Number of solutions in $\Bbb N^2$ of the equation $\frac1x+\frac1y=\frac1{1995}$ 
How many solutions are there in $\Bbb N^2$ of the equation $\frac1x+\frac1y=\frac1{1995}$?

My working: 
$\frac{x+y}{xy} = \frac1{1995} $
$\ 1995x+1995y=xy $
$\ y= \frac{1995x}{x-1995} $
For this to have integral solutions $\ x-1995\ |1995$, i.e. $\ x-1995\ |3\cdot5\cdot7\cdot19\cdot x$   
Problem:
I don't know how to proceed further to find the number of solutions that satisfy this. It would be great if someone could help.
 A: This is probably a duplicate,
but, anyway.
If
$\frac1x +\frac1y 
= \frac1{n}
$
then,
multiplying by
$nxy$,
$n(x+y) = xy
$,
so
$0 
=xy-n(x+y)
=xy-n(x+y)+n^2-n^2
=(x-n)(y-n)-n^2
$
so
$n^2 = (x-n)(y-n)
$
(actually, I think
I did this a while ago).
So,
for each factorization
$n^2 = uv$,
set
$x-n = u, y-n = v$
so
$x = u+n, y = v+n$.
There are at least two distinct factorizations,
$n^2 = 1\cdot n^2 = n \cdot n$.
The solutions for these factorizations
are
$x = n+1, y=n+n^2$
and
$x = y = 2n$.
A: 
$\ 1995x+1995y=xy$. 

Well at this point I'd note there are a heck of a lot of common factors.
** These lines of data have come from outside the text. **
PR #2809, opened 2023-10-03
Enable pyupgrade rule

CoolCat467:
This PR enables the pyupgrade ruff rule and fixes all the existing issues that were raised.


trio/_core/_io_epoll.py
```diff
@@ -201,7 +201,7 @@ class _EpollStatistics:
 class EpollIOManager:
     _epoll: select.epoll = attr.ib(factory=select.epoll)
     # {fd: EpollWaiters}
-    _registered: DefaultDict[int, EpollWaiters] = attr.ib(
+    _registered: defaultdict[int, EpollWaiters] = attr.ib(
```
A5rocks, line 204: Isn't `defaultdict` a 3.9+ thing? Why is ruff doing this? Cause the `from __future__ import annotations`? or is this a bug.

trio/_core/_io_windows.py
```diff
@@ -245,9 +244,9 @@ class CKeys(enum.IntEnum):
 # operation and start a new one.
 @attr.s(slots=True, eq=False)
 class AFDWaiters:
-    read_task: Optional[_core.Task] = attr.ib(default=None)
-    write_task: Optional[_core.Task] = attr.ib(default=None)
-    current_op: Optional[AFDPollOp] = attr.ib(default=None)
+    read_task: _core.Task | None = attr.ib(default=None)
+    write_task: _core.Task | None = attr.ib(default=None)
+    current_op: AFDPollOp | None = attr.ib(default=None)
```
A5rocks, line 249: Eh, same as above. I won't make any more comments about 3.9+ features sneaking in.

trio/_dtls.py
```diff
@@ -841,10 +841,7 @@ def __init__(self, endpoint: DTLSEndpoint, peer_address: Any, ctx: Context):
         # support and isn't useful anyway -- especially for DTLS where it's equivalent
         # to just performing a new handshake.
         ctx.set_options(
-            (
-                SSL.OP_NO_QUERY_MTU
-                | SSL.OP_NO_RENEGOTIATION  # type: ignore[attr-defined]
-            )
+            SSL.OP_NO_QUERY_MTU | SSL.OP_NO_RENEGOTIATION  # type: ignore[attr-defined]
```
A5rocks, line 844: Huh, why did ruff change this? I think it was intentionally formatted to showcase which specific attribute wasn't defined.

trio/_tests/type_tests/check_wraps.py
```diff
@@ -1,8 +1,7 @@
 # https://github.com/python-trio/trio/issues/2775#issuecomment-1702267589
 # (except platform independent...)
-import typing_extensions
-
 import trio
+import typing_extensions
```
A5rocks, line 5: This is fixed on master btw, might want to pull that in

trio/_util.py
```diff
@@ -135,28 +135,26 @@ def _return_value_looks_like_wrong_library(value: object) -> bool:
...
                 "Trio was expecting an async function, but instead it got "
-                "a coroutine object {async_fn!r}\n"
+                f"a coroutine object {async_fn!r}\n"
                 "\n"
                 "Probably you did something like:\n"
                 "\n"
-                "  trio.run({async_fn.__name__}(...))            # incorrect!\n"
-                "  nursery.start_soon({async_fn.__name__}(...))  # incorrect!\n"
+                f"  trio.run({async_fn.__name__}(...))            # incorrect!\n"
+                f"  nursery.start_soon({async_fn.__name__}(...))  # incorrect!\n"
```
A5rocks, line 143: Mind checking the commit that these came in with (or the PR more generally) and seeing if there's other stuff like this?

trio/_util.py
```diff
@@ -174,15 +172,15 @@ def _return_value_looks_like_wrong_library(value: object) -> bool:
         # Give good error for: nursery.start_soon(func_returning_future)
         if _return_value_looks_like_wrong_library(coro):
             raise TypeError(
-                "Trio got unexpected {!r} – are you trying to use a "
+                f"Trio got unexpected {coro!r} – are you trying to use a "
                 "library written for asyncio/twisted/tornado or similar? "
-                "That won't work without some sort of compatibility shim.".format(coro)
+                "That won't work without some sort of compatibility shim."
```
A5rocks, line 177: Wow messed up upgrade bugs everywhere. Mind checking the commit/PR that this came in with too?

A5rocks (commented):
Couple of comments but overall looks good

trio/_core/_io_epoll.py
TeamSpen210: It’s probably that yes. There’s an option to decide whether to preserve the hints making sense at runtime.

CoolCat467: Yes, it decides what's allowed based on both the version you specify and if a future annotations import exists.

trio/_dtls.py
CoolCat467: I saw this and the diff and was a bit confused myself, not sure about this one.

trio/_util.py
CoolCat467: I don't think it's actually a bug, I think the format call would have worked for it previously because it was applying to the concatenation of all of the strings, since they have parenthesis wrapping them. It definitely looks kind of strange though, and I think using f-strings here makes it much more clear what the idea is than this format call that looks a bit out of place.

trio/_util.py
CoolCat467: Same string concat weirdness (see other comment)

trio/_core/_io_epoll.py
CoolCat467: There is a setting to make sure runtime typing works, mostly so a specific library can work properly, but in my opinion I agree with ruff's behavior here. Why have outdated versions of the type annotations if we don't have to worry about runtime type annotations?

trio/_dtls.py
CoolCat467: Another one of my PRs hit this and I looked into it further, this change was by black, not ruff.

jakkdl:
You can merge this after fixing B904.
The codecov fail looks dumb, windows pypy-3.9-nightly is still bad, and macOS 3.10 is hitting the timeout issues that have started plaguing us. So none of those are related to the PR.

CoolCat467:
pre-commit.ci autofix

Let $d \gcd(x,y)$ and $x'd =x$ and $y'd = y.$
So $1995(x'+y') = x'y'd$  So $x'$ and $y'$ and both divide $1995(x'+y')$ but $\gcd(x',y'+'x) = \gcd(x',y') = (y',y'+x') = 1$ so $x'|1995$ and $y'|1995$. $1995 = 3*5*7*19.$
So possibilities are $x'=1, y'1, d= 3990$ works.
$x' =35; y'=19, d=132$ works, etc.
To formalize:  $x' = 3^i_35^i_57^i_719^i_{19}; y'=3^j_35^j_57^j_719^j_{19}; (i_k, j_k) \in \{(0,0),(1,0),(0,1)\}, d =(x'+y')3^{1-i_3-j_3}5^{1-i_5-j_5}7^{1-i_7-j_7}19^{1-i_{19}-j_{19}}; x = x'd; y = y'd.$
There are 81 solutions, not accounting for symmetry.  41 accounting for symmetry.